> **WHAT IS BEING ASKED**: From the first line to the last, repeat the data below exactly.

[Stored items]

PR #36, opened 2015-11-22
[US-38] Front-end: Add development cards button and panel

andrii-r:


src/main/webapp/features/screens/game/dashboard/cardsPanel/ct-cards-panel.js
```diff
@@ -0,0 +1,19 @@
...
+            return {
+                restrict: 'E',
+                scope: {
+                    game: "="
+                },
+                templateUrl: "/features/screens/game/dashboard/cardsPanel/ct-cards-panel.html",
+                link: function(scope) {
+                    scope.cards = function() {
+                        var currentGameUser = scope.game.getCurrentUser();
+                        return (currentGameUser) ? currentGameUser.developmentCards : {};
```
andrii-r, line 15: why do we need this check? should be there any case when currentGameUser is undefined?

src/main/webapp/features/screens/game/dashboard/cardsPanel/ct-cards-panel.html
```diff
@@ -0,0 +1,38 @@
+<ct-modal-window modal-window-id="CARDS_PANEL">
+
+    <div class="ct-modal-window-bg" ct-modal-window-close></div>
+    <div class="ct-modal-window-content content">
+
+        <button ng-disabled="cards().knight===0">
```
andrii-r, line 6: we should disable buttons, but show quantity value when it is not user's turn - now it is possible to click on the button if it is not user's turn

skisor, line 6: The buttons are dummies. When using of dev cards appears, new available actions will appear too, and the buttons will be enabled/disabled depend on them. For now, "disabling" using only for showing buttons' style

src/main/webapp/features/screens/game/dashboard/cardsPanel/ct-cards-panel.js
skisor, line 15: When a spectators are added to the game. If functionality of spectators is needed in the future

andrii-r, line 15: they will not have 'cards' button available at all, so why do we need this empty list?

src/main/webapp/features/screens/game/dashboard/cardsPanel/ct-cards-panel.html
andrii-r, line 6: you already have enabled/disabled functionality, but if you are going to implement third step: 'clickable', in such case leave it as is

PR #38, opened 2015-12-05
Us 74 use card monopoly

ypetrenko:


src/main/java/catan/services/impl/PlayServiceImpl.java
```diff
@@ -211,37 +210,32 @@ private void buyCard(GameUserBean gameUser, GameBean game, Resources usersResour
...
+        Integer takenResourcesCount = cardUtil.takeResourceFromRivalsAndGiveItAwayToPlayer(gameUser, game, resource);
+        log.debug("Player got {} of {} resources", takenResourcesCount, resource);
+
+        returnedParams.put("resourcesCount", takenResourcesCount.toString());
+
+        cardUtil.takeDevelopmentCardFromPlayer(gameUser, DevelopmentCard.MONOPOLY);
+        game.setDevelopmentCardUsed(true);
     }
 
     private HexType validateResourceType(String resourceString) throws PlayException {
```
andrii-r: it is not clear that method returns something, rename it to "toValidResourceType":
'to..ResourceType' - says that it will convert input parameter to something and return it
'...Valid...' - says that it will validate input parameter

src/test/java/catan/controllers/testcases/play/UseCardMonopolyTest.java
```diff
@@ -0,0 +1,420 @@
...
+
+    @Autowired
+    private RandomUtil randomUtil;
+
+    private Scenario scenario;
+
+    @Before
+    public void setup() {
+        if (!initialized) {
+            registerUser(USER_NAME_1, USER_PASSWORD_1);
```
ypetrenko: u used an old methods. i'll fix it by myself

src/test/java/catan/controllers/testcases/play/UseCardMonopolyTest.java
```diff
@@ -0,0 +1,420 @@
...
+import static catan.domain.model.game.types.DevelopmentCard.MONOPOLY;
+import static java.util.Arrays.asList;
+
+@RunWith(SpringJUnit4ClassRunner.class)
+
+//@SpringApplicationConfiguration(classes = {TestApplicationConfig.class, RequestResponseLogger.class})  // if needed initial request and JSON response logging:
+//@SpringApplicationConfiguration(classes = TestApplicationConfig.class)
+@SpringApplicationConfiguration(classes = TestApplicationConfig.class)
+@WebIntegrationTest("server.port:8091")
+public class UseCardMonopolyTest extends PlayTestUtil {
```
ypetrenko, line 31: test case is missing:
should_successfully_get_quantity_of_taken_resources()
i'll add it

PR #5934, opened 2021-02-18
Improve data provider types

andrico1234:
Only 3 param types required this

`UpdateParams`
`UpdateManyParams`
`CreateParams`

> **SOLVED PROBLEM**:
PR #36, opened 2015-11-22
[US-38] Front-end: Add development cards button and panel

andrii-r:


src/main/webapp/features/screens/game/dashboard/cardsPanel/ct-cards-panel.js
```diff
@@ -0,0 +1,19 @@
...
+            return {
+                restrict: 'E',
+                scope: {
+                    game: "="
+                },
+                templateUrl: "/features/screens/game/dashboard/cardsPanel/ct-cards-panel.html",
+                link: function(scope) {
+                    scope.cards = function() {
+                        var currentGameUser = scope.game.getCurrentUser();
+                        return (currentGameUser) ? currentGameUser.developmentCards : {};
```
andrii-r, line 15: why do we need this check? should be there any case when currentGameUser is undefined?

src/main/webapp/features/screens/game/dashboard/cardsPanel/ct-cards-panel.html
```diff
@@ -0,0 +1,38 @@
+<ct-modal-window modal-window-id="CARDS_PANEL">
+
+    <div class="ct-modal-window-bg" ct-modal-window-close></div>
+    <div class="ct-modal-window-content content">
+
+        <button ng-disabled="cards().knight===0">
```
andrii-r, line 6: we should disable buttons, but show quantity value when it is not user's turn - now it is possible to click on the button if it is not user's turn

skisor, line 6: The buttons are dummies. When using of dev cards appears, new available actions will appear too, and the buttons will be enabled/disabled depend on them. For now, "disabling" using only for showing buttons' style

src/main/webapp/features/screens/game/dashboard/cardsPanel/ct-cards-panel.js
skisor, line 15: When a spectators are added to the game. If functionality of spectators is needed in the future

andrii-r, line 15: they will not have 'cards' button available at all, so why do we need this empty list?

src/main/webapp/features/screens/game/dashboard/cardsPanel/ct-cards-panel.html
andrii-r, line 6: you already have enabled/disabled functionality, but if you are going to implement third step: 'clickable', in such case leave it as is

PR #38, opened 2015-12-05
Us 74 use card monopoly

ypetrenko:


src/main/java/catan/services/impl/PlayServiceImpl.java
```diff
@@ -211,37 +210,32 @@ private void buyCard(GameUserBean gameUser, GameBean game, Resources usersResour
...
+        Integer takenResourcesCount = cardUtil.takeResourceFromRivalsAndGiveItAwayToPlayer(gameUser, game, resource);
+        log.debug("Player got {} of {} resources", takenResourcesCount, resource);
+
+        returnedParams.put("resourcesCount", takenResourcesCount.toString());
+
+        cardUtil.takeDevelopmentCardFromPlayer(gameUser, DevelopmentCard.MONOPOLY);
+        game.setDevelopmentCardUsed(true);
     }
 
     private HexType validateResourceType(String resourceString) throws PlayException {
```
andrii-r: it is not clear that method returns something, rename it to "toValidResourceType":
'to..ResourceType' - says that it will convert input parameter to something and return it
'...Valid...' - says that it will validate input parameter

src/test/java/catan/controllers/testcases/play/UseCardMonopolyTest.java
```diff
@@ -0,0 +1,420 @@
...
+
+    @Autowired
+    private RandomUtil randomUtil;
+
+    private Scenario scenario;
+
+    @Before
+    public void setup() {
+        if (!initialized) {
+            registerUser(USER_NAME_1, USER_PASSWORD_1);
```
ypetrenko: u used an old methods. i'll fix it by myself

src/test/java/catan/controllers/testcases/play/UseCardMonopolyTest.java
```diff
@@ -0,0 +1,420 @@
...
+import static catan.domain.model.game.types.DevelopmentCard.MONOPOLY;
+import static java.util.Arrays.asList;
+
+@RunWith(SpringJUnit4ClassRunner.class)
+
+//@SpringApplicationConfiguration(classes = {TestApplicationConfig.class, RequestResponseLogger.class})  // if needed initial request and JSON response logging:
+//@SpringApplicationConfiguration(classes = TestApplicationConfig.class)
+@SpringApplicationConfiguration(classes = TestApplicationConfig.class)
+@WebIntegrationTest("server.port:8091")
+public class UseCardMonopolyTest extends PlayTestUtil {
```
ypetrenko, line 31: test case is missing:
should_successfully_get_quantity_of_taken_resources()
i'll add it

PR #5934, opened 2021-02-18
Improve data provider types

andrico1234:
Only 3 param types required this

`UpdateParams`
`UpdateManyParams`
`CreateParams`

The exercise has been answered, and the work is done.